In one oil transaction dated March 16, 2021 involving Haokun and parties including Turkish company Baslam Nakliyat - which is under US sanctions for its trading links to the IRGC - a payment was processed via US bank JP Morgan and Turkish lender Vakif Katilim, according to the intelligence documents.
The transaction took place before the companies were sanctioned. Reuters has no indication JP Morgan or Vakif Katilim were aware of the Iranian connection - highlighting the risks of companies getting inadvertently caught up in the shadow trade.
JP Morgan declined to comment. Vakif Katilim said in a statement: "Our bank performs its activities within the framework of national and international banking rules."
Haokun declined to comment. Baslam did not respond to a request for comment.
'GHOST FLEET'
Quds Force commander Qassem Soleimani, who was killed in a US strike in Baghdad in 2020, had set up a clandestine headquarters and inaugurated that year for the unit's oil smuggling activities, initially staffed by former oil minister Rostam Ghasemi, according to the intelligence documents.
Reuters could not determine where all the oil money funneled through the IRGC goes. The IRGC headquarters and day-to-day operations has an annual budget of around $1 billion, according to assessments from two security sources tracking IRGC activities.
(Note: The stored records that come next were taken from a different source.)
PR #467, opened 2021-02-03
V1: Removed pyre2 dependency

omri374:
Fix showstopper bug on V1 before migrating to V2

### DIFF
--- a/docs/overview.md
+++ b/docs/overview.md
@@ -69,6 +69,5 @@ Presidio leverages:
 - [spaCy](https://spacy.io/)
 - [Redis](https://redis.io/)
 - [GRPC](https://grpc.io)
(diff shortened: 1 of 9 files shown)


shiranr (approved):

docs/overview.md
```diff
@@ -69,6 +69,5 @@ Presidio leverages:
 - [spaCy](https://spacy.io/)
 - [Redis](https://redis.io/)
 - [GRPC](https://grpc.io)
```
balteravishay, line 71: let's remove these two as well?

balteravishay (approved):
approve with minor comment

docs/overview.md
omri374: Why? they are still used in V1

They estimated that the IRGC budget for Hezbollah was another $700 million a year.
"Exact figures remain undisclosed, as Hezbollah conceals the funds it receives. However, estimates are that its annual budget is approximately $700 million to $1 billion. Around 70%-80% of this funding comes directly from Iran," Shlomit Wagman, former director general of Israel’s Money Laundering and Terrorism Financing Prohibition Authority, said separately.
Hezbollah did not respond to a request for comment.
The former Secretary General of Hezbollah, Hassan Nasrallah, who was killed in an Israeli airstrike, said Iran provided the group's budget, including for salaries and weapons.
Iran's main tanker operator NITC, which previously played a key role in exports, also now provides services to the IRGC.
It executes ship-to-ship transfers of Iranian oil onto vessels operated by the IRGC to ship crude into China, according to sources and ship-tracking data. Such transfers are common practice to help disguise the origin of the oil tankers carry.
NITC did not respond to a request for comment.
In August, Israel's National Bureau for Counter Terror Financing, part of the country's defense ministry, imposed sanctions on 18 tankers it said were involved in transporting oil belonging to the Quds Force.
In October, the US Treasury slapped sanctions on 17 separate tankers it said formed part of Iran's "ghost fleet", outside of NITC vessels. It followed up with sanctions on a further 18 tankers on Dec. 3.